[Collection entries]
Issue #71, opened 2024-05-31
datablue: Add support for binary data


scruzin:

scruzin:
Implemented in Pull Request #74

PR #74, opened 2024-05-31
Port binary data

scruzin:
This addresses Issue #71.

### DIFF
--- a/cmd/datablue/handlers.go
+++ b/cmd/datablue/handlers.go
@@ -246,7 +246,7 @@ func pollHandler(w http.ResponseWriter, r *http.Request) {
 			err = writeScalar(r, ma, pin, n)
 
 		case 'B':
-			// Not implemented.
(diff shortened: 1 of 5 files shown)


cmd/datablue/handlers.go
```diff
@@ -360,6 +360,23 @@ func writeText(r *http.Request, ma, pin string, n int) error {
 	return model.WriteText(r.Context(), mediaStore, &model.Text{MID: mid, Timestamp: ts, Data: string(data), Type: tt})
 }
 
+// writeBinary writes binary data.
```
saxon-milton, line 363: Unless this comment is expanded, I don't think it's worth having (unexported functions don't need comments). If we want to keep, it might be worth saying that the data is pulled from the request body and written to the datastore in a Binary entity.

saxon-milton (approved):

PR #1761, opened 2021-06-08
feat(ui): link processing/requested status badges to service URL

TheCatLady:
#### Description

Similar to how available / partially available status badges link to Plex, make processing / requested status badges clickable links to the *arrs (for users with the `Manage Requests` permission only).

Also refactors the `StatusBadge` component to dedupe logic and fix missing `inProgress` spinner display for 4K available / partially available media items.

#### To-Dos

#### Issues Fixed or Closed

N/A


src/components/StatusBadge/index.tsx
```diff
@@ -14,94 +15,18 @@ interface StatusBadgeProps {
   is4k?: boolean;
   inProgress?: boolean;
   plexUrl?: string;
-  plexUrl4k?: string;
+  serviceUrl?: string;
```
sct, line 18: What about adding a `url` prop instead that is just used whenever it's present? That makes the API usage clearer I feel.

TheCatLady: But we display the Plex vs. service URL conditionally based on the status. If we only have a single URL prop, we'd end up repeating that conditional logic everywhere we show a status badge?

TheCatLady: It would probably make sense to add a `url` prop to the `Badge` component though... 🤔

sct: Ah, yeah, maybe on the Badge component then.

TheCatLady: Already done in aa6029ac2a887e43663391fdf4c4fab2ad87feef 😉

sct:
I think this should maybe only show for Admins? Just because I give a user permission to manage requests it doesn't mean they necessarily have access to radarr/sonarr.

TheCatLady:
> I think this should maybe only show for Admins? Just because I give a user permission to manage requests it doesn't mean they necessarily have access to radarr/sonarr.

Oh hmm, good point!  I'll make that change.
* * *
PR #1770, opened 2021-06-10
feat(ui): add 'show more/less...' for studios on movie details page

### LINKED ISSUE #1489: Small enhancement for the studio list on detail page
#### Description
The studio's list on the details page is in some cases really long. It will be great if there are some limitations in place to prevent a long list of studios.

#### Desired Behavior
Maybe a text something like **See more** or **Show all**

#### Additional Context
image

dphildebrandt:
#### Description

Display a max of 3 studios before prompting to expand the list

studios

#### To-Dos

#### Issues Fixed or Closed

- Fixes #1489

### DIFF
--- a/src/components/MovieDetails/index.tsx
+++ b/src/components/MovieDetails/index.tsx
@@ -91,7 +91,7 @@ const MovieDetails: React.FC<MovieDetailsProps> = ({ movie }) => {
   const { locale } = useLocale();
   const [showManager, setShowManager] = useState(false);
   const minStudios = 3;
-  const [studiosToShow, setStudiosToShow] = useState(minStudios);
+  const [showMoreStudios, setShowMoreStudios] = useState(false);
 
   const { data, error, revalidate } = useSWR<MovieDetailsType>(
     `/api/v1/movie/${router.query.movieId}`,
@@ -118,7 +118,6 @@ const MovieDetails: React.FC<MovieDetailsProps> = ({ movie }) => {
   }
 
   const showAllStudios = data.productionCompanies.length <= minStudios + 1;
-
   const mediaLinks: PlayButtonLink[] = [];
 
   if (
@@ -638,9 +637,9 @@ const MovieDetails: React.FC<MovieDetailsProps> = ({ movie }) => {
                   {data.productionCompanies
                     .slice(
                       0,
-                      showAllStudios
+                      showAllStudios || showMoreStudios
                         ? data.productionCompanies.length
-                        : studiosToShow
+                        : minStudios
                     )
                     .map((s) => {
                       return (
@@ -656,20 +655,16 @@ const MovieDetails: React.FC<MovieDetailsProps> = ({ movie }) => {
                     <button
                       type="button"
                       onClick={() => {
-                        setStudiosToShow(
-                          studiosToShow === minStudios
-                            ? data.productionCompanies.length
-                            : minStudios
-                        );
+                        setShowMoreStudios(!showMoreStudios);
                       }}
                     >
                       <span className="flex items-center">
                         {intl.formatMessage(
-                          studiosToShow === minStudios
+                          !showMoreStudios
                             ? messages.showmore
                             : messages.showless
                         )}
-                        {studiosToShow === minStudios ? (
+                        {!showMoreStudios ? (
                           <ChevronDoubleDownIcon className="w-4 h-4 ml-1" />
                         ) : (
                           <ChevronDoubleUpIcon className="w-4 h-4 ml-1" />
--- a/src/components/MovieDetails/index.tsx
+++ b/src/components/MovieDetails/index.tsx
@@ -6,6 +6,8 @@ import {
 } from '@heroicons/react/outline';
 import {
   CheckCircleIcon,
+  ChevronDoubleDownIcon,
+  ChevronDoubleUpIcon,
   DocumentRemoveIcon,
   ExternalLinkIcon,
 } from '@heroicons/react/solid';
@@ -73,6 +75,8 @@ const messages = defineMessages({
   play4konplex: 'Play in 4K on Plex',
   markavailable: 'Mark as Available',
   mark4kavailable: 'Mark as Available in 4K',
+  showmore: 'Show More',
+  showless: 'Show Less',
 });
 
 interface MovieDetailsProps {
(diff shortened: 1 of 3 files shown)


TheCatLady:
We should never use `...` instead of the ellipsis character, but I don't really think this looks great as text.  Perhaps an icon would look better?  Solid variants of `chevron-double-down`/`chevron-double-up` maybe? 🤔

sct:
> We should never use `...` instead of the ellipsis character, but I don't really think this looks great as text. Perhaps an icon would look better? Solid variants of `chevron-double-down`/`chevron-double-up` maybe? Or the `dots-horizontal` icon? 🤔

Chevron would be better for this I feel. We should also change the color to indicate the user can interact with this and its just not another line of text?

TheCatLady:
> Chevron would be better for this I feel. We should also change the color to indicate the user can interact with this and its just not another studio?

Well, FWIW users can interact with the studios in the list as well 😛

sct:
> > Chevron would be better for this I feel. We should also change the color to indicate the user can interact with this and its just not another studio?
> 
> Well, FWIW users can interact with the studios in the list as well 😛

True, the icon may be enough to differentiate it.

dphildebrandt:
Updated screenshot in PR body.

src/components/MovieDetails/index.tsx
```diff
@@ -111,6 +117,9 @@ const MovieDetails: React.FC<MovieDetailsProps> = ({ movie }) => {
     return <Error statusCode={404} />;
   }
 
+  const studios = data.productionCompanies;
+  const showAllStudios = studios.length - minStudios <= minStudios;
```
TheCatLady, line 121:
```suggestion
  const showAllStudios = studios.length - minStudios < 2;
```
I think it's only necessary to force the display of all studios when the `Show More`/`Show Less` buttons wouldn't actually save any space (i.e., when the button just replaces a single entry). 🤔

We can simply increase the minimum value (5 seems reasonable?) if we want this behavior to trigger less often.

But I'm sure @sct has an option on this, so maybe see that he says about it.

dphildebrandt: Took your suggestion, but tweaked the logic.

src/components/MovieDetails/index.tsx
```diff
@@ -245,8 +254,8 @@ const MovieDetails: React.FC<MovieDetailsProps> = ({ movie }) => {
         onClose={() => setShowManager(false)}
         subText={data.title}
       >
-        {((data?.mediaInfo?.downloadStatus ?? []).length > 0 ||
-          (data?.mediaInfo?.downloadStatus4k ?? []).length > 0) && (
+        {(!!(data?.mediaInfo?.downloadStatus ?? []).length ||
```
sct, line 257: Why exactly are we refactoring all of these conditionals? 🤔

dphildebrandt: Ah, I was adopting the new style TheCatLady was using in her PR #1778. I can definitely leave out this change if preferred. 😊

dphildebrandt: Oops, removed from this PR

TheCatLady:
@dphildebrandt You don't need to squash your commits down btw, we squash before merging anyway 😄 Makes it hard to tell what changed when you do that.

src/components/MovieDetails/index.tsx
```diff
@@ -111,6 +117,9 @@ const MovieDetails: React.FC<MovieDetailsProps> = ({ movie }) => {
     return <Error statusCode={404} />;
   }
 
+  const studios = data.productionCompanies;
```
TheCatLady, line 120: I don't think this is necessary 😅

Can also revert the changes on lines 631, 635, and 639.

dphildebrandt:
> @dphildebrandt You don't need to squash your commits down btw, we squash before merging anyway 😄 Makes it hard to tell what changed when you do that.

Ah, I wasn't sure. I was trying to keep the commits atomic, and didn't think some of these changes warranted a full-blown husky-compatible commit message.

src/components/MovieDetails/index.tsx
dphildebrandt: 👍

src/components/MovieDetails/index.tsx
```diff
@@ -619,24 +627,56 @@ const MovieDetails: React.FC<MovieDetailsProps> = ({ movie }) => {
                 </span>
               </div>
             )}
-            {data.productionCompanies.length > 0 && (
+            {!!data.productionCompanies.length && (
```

- _Directions_
Copy every line of the data where "showMoreStudios" is found.

- _Exercise result_
+  const [showMoreStudios, setShowMoreStudios] = useState(false);
+                      showAllStudios || showMoreStudios
+                        setShowMoreStudios(!showMoreStudios);
+                          !showMoreStudios
+                        {!showMoreStudios ? (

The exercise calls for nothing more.